(Collected data entries)
******************************
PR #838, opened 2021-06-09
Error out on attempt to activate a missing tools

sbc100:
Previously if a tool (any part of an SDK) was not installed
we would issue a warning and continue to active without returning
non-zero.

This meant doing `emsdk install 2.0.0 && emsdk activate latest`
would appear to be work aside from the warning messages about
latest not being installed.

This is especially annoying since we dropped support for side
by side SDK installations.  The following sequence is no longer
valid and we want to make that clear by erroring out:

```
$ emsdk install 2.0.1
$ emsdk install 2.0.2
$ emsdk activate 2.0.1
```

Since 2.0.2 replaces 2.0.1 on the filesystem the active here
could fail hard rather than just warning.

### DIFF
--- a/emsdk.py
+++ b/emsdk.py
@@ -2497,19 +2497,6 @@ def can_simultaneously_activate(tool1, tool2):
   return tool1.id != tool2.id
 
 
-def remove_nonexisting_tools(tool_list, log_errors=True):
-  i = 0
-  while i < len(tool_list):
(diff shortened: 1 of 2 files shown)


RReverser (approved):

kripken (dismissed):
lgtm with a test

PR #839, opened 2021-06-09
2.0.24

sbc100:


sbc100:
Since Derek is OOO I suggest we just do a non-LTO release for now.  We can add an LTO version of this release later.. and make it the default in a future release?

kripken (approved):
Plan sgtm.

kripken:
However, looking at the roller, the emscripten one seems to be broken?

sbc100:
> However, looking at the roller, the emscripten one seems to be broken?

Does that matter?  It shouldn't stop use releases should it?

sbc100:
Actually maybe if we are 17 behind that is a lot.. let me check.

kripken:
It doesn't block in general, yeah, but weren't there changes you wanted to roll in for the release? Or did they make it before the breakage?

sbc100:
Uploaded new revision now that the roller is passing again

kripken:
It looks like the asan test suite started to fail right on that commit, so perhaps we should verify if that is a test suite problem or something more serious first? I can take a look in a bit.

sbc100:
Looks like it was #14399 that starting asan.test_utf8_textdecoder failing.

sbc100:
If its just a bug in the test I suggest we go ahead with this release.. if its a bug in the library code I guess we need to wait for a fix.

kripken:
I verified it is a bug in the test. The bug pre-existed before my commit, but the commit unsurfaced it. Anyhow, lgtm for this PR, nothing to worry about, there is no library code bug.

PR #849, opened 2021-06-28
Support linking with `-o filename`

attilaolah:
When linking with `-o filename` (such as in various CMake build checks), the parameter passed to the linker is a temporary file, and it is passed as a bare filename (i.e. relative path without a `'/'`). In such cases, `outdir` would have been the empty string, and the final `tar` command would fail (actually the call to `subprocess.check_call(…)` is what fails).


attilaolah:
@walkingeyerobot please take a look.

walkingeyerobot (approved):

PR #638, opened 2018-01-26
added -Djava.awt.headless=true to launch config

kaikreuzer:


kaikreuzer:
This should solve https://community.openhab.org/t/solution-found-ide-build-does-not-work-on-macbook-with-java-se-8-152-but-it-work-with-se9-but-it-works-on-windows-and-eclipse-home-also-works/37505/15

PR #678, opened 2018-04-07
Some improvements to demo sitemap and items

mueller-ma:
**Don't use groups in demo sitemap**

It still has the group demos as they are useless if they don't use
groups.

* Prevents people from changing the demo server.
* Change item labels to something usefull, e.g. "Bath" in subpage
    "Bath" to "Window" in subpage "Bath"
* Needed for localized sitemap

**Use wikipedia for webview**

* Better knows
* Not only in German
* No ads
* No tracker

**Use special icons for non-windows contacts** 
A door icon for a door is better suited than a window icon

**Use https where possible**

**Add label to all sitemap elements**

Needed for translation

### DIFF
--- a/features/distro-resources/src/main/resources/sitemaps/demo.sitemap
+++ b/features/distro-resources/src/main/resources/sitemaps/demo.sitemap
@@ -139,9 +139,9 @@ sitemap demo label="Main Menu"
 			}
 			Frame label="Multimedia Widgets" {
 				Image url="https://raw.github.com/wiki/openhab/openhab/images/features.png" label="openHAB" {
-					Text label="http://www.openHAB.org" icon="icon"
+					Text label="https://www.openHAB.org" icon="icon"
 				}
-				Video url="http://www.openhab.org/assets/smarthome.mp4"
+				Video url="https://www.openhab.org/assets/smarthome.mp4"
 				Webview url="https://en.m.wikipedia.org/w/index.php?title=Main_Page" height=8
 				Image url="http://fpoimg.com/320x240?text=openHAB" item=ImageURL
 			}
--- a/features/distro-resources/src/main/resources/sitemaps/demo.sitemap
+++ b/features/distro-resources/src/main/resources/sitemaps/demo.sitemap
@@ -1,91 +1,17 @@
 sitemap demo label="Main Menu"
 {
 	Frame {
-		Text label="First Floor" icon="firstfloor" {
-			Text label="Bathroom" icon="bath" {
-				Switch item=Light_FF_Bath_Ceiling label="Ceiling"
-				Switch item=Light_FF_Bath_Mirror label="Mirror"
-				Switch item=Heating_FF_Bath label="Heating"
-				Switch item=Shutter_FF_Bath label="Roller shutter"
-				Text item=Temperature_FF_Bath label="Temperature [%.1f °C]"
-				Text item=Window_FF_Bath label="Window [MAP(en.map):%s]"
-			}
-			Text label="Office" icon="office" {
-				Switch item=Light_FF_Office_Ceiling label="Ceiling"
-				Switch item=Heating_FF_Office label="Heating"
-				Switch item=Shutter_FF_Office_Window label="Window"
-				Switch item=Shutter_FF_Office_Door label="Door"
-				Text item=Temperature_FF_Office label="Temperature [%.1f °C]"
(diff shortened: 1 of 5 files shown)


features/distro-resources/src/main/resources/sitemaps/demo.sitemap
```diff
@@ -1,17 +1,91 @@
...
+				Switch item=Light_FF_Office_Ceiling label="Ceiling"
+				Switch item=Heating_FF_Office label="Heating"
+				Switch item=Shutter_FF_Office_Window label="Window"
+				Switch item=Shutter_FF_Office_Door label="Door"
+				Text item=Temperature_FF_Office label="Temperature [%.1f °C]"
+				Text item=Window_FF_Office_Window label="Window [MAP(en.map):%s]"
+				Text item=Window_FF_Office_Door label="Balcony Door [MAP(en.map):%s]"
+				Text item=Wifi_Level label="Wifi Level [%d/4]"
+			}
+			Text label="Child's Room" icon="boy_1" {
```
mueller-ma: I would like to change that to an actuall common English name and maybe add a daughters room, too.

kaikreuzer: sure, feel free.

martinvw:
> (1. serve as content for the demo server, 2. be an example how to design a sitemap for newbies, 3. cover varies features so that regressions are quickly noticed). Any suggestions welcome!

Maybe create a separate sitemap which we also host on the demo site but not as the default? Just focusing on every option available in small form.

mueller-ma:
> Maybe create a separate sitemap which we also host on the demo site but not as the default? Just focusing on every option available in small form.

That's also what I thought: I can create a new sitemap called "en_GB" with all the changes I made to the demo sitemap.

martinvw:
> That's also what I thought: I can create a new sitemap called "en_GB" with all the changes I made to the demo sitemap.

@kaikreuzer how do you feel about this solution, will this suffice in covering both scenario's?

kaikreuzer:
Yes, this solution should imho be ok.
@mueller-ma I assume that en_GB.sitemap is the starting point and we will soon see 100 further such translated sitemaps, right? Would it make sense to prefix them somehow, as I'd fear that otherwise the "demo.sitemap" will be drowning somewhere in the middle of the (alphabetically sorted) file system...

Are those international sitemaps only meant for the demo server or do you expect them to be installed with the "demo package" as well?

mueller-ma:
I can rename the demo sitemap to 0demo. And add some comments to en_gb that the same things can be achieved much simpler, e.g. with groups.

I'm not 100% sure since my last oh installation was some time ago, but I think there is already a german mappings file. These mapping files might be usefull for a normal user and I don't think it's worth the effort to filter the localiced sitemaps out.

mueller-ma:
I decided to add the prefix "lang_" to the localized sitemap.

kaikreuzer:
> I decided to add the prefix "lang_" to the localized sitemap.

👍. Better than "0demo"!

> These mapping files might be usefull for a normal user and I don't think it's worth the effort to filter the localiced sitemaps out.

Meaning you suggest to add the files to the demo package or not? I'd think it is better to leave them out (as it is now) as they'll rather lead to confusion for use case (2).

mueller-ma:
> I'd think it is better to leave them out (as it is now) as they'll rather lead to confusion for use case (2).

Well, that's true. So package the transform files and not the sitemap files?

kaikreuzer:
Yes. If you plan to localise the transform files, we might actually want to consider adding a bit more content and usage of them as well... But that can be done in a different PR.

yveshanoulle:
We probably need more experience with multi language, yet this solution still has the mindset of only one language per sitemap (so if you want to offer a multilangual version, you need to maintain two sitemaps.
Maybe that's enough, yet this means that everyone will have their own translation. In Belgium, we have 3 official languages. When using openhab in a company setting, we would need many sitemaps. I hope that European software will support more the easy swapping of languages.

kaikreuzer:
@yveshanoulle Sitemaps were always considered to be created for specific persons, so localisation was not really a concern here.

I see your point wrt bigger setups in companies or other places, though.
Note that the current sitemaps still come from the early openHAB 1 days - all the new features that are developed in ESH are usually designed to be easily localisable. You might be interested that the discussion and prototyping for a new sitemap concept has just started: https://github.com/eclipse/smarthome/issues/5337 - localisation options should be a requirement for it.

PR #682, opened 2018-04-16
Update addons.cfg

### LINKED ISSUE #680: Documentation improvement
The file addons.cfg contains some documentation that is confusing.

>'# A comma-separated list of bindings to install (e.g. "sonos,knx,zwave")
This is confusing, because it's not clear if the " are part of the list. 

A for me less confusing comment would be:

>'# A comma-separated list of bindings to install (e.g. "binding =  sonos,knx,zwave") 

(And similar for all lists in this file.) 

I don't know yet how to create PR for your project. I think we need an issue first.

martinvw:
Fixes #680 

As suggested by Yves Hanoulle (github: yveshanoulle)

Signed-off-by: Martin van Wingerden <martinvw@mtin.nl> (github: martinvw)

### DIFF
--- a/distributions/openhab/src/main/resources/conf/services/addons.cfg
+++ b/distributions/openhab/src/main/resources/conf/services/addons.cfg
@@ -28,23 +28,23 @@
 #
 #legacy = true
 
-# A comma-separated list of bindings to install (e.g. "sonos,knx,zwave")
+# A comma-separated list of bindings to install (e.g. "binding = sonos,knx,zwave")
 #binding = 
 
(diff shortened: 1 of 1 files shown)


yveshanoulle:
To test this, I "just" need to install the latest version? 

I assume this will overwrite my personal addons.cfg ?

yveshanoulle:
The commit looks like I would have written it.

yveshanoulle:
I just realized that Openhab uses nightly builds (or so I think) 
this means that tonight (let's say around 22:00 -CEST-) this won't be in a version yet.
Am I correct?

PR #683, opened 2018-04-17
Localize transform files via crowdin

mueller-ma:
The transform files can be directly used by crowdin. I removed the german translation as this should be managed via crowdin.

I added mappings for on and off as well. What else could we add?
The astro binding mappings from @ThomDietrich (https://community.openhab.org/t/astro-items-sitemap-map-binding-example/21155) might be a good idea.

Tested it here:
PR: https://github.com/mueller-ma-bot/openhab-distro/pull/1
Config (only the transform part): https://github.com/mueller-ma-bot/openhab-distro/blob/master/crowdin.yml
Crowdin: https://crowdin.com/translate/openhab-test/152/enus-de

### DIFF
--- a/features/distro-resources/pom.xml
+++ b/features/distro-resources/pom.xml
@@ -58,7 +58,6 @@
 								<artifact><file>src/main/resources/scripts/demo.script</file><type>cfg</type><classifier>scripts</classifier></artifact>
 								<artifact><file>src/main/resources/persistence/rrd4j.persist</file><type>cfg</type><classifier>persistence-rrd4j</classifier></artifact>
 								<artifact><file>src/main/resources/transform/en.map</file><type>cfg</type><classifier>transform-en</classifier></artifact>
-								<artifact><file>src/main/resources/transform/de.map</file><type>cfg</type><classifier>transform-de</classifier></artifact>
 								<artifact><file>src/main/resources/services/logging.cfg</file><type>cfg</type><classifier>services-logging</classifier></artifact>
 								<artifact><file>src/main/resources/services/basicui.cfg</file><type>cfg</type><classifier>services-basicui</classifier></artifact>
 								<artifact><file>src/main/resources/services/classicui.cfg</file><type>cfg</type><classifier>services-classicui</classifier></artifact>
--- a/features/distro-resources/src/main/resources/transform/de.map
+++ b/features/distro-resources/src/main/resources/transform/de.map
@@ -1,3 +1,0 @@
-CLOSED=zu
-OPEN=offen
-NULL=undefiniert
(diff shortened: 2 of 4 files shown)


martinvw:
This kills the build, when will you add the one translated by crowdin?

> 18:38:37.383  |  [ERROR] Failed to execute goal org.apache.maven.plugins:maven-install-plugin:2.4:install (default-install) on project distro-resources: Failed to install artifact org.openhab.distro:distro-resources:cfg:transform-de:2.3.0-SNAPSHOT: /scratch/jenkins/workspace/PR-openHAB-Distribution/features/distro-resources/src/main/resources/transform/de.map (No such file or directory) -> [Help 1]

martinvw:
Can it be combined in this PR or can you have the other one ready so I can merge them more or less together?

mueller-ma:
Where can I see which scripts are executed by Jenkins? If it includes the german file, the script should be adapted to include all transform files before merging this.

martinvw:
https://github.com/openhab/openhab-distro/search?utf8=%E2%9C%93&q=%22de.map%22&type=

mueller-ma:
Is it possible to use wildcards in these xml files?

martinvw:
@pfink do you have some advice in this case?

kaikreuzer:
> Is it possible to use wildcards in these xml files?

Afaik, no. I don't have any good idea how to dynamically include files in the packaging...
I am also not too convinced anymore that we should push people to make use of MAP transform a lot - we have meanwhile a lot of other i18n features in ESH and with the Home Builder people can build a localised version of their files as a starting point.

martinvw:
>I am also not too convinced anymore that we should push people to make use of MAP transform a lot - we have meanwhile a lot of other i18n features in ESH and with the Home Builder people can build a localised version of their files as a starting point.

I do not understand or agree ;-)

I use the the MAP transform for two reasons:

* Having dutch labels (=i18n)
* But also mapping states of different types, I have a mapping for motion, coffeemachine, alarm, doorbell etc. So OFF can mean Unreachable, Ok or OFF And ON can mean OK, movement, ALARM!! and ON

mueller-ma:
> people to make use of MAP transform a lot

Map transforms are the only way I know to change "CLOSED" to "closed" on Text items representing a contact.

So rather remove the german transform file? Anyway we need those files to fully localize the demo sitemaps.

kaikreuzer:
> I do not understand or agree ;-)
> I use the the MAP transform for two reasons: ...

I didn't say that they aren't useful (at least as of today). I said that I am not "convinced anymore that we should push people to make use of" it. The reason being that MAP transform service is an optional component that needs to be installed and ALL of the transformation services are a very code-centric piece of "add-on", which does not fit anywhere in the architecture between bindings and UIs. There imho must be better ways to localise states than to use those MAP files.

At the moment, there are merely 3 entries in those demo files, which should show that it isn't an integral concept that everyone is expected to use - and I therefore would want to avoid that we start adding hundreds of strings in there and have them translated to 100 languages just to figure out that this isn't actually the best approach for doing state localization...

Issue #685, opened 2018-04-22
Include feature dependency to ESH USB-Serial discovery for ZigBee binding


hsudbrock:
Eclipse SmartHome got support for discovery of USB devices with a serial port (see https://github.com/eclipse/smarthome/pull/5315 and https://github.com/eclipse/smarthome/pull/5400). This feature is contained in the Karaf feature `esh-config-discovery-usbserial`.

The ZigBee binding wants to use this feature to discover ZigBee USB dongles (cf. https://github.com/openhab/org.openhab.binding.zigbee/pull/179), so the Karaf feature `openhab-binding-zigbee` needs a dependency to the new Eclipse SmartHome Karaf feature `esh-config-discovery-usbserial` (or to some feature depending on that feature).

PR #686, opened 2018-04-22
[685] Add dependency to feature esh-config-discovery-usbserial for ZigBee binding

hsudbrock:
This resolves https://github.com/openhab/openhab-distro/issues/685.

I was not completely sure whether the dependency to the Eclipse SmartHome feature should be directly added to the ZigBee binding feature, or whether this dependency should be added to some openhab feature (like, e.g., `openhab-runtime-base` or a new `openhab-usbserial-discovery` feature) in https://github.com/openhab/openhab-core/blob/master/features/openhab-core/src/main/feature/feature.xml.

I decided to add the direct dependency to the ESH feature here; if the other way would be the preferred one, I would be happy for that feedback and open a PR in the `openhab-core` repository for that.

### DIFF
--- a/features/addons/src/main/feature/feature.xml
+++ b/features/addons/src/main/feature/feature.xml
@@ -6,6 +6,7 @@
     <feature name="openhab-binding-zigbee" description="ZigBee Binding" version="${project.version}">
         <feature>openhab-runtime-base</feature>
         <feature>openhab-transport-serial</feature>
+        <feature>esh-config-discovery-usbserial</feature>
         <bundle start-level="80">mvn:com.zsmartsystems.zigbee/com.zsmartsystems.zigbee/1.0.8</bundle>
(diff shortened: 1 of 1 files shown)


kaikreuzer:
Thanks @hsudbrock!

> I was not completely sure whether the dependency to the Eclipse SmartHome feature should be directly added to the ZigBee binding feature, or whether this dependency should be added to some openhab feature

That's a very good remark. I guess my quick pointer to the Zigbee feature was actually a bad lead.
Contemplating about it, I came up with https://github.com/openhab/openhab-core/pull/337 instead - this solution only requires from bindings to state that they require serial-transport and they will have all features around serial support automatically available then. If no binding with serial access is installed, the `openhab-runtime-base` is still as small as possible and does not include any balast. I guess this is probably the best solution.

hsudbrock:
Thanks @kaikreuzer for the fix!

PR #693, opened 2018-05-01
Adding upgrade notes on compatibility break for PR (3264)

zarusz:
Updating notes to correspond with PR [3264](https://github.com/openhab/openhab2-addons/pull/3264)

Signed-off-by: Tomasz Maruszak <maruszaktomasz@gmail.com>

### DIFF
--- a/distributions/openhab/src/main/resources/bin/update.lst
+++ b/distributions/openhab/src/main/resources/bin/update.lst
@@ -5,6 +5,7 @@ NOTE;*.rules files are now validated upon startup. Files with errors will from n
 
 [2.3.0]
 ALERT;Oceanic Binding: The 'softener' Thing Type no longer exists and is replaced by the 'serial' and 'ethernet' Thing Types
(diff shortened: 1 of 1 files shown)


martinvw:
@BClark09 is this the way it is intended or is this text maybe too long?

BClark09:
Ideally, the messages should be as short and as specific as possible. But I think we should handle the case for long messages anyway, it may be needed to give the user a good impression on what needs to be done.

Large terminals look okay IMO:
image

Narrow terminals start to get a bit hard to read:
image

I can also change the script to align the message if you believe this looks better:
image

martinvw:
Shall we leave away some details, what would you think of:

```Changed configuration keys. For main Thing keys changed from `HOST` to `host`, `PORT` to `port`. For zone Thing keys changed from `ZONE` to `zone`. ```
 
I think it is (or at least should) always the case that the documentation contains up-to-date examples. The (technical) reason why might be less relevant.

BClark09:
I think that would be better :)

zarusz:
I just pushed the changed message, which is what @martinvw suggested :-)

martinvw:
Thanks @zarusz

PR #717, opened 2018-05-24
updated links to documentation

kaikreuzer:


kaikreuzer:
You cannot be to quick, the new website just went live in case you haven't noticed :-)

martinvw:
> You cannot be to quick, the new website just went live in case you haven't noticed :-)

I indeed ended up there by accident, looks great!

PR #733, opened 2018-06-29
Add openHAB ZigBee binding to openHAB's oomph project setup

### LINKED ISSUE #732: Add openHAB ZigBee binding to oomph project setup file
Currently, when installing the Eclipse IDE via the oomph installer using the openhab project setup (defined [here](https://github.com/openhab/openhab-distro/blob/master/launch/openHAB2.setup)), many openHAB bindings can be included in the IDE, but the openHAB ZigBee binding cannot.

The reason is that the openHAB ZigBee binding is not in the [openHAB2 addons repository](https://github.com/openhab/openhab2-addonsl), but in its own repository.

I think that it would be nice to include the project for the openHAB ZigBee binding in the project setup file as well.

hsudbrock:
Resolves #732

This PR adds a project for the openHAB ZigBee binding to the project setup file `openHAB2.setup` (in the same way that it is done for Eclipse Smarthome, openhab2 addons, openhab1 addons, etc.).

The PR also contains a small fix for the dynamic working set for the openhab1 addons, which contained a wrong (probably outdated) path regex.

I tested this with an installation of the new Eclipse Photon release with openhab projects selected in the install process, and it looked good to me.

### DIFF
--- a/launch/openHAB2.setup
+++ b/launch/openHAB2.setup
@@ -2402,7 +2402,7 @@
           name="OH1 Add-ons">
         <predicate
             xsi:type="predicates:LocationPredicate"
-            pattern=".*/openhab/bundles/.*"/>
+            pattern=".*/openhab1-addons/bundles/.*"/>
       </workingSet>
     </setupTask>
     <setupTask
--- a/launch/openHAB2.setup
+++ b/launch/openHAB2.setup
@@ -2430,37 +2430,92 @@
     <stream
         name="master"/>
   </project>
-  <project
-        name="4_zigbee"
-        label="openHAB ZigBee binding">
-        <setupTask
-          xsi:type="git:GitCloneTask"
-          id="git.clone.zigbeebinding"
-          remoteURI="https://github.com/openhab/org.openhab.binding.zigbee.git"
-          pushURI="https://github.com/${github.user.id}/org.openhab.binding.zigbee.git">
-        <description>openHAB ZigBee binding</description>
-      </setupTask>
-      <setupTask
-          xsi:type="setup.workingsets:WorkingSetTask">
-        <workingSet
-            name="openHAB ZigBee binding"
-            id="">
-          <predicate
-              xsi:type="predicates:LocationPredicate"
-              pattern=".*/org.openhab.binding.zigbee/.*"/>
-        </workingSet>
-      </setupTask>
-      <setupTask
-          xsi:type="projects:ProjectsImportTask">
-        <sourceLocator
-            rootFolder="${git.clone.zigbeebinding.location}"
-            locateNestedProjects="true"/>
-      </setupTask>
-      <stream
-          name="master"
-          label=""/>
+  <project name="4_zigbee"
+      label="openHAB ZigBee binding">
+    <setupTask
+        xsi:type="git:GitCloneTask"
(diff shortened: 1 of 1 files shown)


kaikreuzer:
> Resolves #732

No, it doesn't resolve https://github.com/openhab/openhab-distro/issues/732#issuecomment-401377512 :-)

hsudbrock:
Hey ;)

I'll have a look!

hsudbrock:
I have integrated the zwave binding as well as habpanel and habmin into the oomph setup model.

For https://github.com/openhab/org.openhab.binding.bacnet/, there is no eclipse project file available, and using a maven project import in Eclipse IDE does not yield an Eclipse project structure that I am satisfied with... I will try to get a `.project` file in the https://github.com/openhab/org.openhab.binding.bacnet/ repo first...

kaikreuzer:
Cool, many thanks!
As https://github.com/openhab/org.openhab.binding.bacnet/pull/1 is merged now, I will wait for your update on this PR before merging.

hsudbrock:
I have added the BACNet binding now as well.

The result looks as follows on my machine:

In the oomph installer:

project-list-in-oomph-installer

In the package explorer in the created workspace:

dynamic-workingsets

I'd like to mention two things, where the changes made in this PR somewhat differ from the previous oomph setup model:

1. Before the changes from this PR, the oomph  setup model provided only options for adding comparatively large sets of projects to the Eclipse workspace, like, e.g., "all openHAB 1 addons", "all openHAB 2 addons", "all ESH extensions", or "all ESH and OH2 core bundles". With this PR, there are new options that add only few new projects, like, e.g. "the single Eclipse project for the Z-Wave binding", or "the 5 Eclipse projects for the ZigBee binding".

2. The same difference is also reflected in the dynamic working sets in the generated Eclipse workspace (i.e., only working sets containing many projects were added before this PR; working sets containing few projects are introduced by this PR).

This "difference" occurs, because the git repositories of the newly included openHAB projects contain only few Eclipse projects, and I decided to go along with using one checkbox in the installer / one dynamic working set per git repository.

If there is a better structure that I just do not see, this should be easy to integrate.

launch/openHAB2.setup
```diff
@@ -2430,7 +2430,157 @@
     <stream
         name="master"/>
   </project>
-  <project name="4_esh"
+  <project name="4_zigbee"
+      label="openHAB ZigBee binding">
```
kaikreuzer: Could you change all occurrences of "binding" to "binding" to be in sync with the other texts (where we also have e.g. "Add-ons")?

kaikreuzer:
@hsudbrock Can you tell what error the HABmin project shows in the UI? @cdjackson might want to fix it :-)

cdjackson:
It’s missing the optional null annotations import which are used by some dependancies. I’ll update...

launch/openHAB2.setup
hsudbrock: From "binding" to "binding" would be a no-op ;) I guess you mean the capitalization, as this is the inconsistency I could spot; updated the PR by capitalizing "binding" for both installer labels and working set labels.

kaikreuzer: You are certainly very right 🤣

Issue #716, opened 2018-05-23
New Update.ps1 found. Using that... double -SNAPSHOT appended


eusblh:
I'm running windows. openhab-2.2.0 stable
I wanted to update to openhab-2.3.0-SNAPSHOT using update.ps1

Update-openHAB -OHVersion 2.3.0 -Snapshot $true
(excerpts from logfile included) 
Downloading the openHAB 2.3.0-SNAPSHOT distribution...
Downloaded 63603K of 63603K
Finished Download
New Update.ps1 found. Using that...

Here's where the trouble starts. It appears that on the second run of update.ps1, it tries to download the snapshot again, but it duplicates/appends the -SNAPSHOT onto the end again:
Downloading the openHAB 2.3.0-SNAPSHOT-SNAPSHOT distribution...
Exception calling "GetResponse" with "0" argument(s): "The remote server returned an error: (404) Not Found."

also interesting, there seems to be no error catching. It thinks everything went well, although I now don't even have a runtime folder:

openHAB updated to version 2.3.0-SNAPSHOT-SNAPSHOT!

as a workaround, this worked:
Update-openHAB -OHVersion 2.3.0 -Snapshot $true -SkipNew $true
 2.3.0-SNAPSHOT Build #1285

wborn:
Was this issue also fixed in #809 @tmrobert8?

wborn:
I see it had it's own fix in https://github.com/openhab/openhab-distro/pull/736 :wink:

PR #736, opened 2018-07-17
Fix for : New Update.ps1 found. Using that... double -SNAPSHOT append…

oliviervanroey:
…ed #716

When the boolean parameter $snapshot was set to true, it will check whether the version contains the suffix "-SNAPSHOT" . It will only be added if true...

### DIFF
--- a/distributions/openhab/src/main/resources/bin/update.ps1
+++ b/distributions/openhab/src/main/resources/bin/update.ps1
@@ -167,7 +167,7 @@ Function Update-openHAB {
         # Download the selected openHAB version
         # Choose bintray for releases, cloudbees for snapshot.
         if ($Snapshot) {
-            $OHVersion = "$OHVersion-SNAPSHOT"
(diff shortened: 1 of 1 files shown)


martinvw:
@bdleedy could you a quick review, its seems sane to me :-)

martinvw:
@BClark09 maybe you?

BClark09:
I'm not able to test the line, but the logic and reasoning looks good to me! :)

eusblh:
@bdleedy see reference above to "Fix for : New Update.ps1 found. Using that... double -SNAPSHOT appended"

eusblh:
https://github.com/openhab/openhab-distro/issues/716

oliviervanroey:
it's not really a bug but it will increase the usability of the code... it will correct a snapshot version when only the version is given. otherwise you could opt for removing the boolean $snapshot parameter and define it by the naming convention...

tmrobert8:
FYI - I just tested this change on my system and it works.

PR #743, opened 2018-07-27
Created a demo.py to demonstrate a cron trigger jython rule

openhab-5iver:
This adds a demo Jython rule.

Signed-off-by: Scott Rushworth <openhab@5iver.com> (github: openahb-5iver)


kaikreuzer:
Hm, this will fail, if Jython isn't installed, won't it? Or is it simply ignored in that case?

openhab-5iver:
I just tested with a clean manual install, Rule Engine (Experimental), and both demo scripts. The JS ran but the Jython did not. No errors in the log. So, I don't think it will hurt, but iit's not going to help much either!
******************************
What the task requires — Return all lines in the data that include the word "broken".

Expected output —
However, looking at the roller, the emscripten one seems to be broken?
> However, looking at the roller, the emscripten one seems to be broken?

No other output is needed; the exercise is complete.